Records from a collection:
────────────────────────────────────────

PR #400, opened 2024-09-18
Error handling and logging improvements via re-raising

grzuy:
Potential alternative to #398 .

Proof of concept still.

Haven't yet tested how compatible is with earlier elixir/otp versions.

This moves to do something "similar" to what plug_cowboy does in https://github.com/elixir-plug/plug_cowboy/blob/ced253f035f2a07ebed17cfacb64d4f16357a750/lib/plug/cowboy/handler.ex#L21-L23.

### DIFF
--- a/lib/bandit/pipeline.ex
+++ b/lib/bandit/pipeline.ex
@@ -227,6 +227,7 @@ defmodule Bandit.Pipeline do
   end
 
   defp handle_error(kind, reason, stacktrace, transport, span, opts) do
+    # TODO: Fix this telementry kind
     Bandit.Telemetry.span_exception(span, :exit, reason, stacktrace)
     status = reason |> Plug.Exception.status() |> Plug.Conn.Status.code()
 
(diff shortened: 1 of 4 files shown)


lib/bandit/pipeline.ex
```diff
@@ -216,16 +226,17 @@ defmodule Bandit.Pipeline do
...
 
-  defp handle_error(error, stacktrace, transport, span, opts) do
-    Bandit.Telemetry.span_exception(span, :exit, error, stacktrace)
-    status = error |> Plug.Exception.status() |> Plug.Conn.Status.code()
+  defp handle_error(kind, reason, stacktrace, transport, span, opts) do
+    # TODO: Fix this telementry kind
+    Bandit.Telemetry.span_exception(span, :exit, reason, stacktrace)
+    status = reason |> Plug.Exception.status() |> Plug.Conn.Status.code()
 
     if status in Keyword.get(opts.http, :log_exceptions_with_status_codes, 500..599) do
```
grzuy, line 234: Ideally this conditional would be inside the `Bandit.LoggerTranslator`. Need a way to access the `opts.http` from there.

grzuy:
Not sure this will land at something worth merging.
Closing for now as stale...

────────────────────────────────────────

Try it: Exact copies of the lines from the one holding "Not sure this" through the last line above, and only those, make up the answer.

Reply to the exercise:
Not sure this will land at something worth merging.
Closing for now as stale...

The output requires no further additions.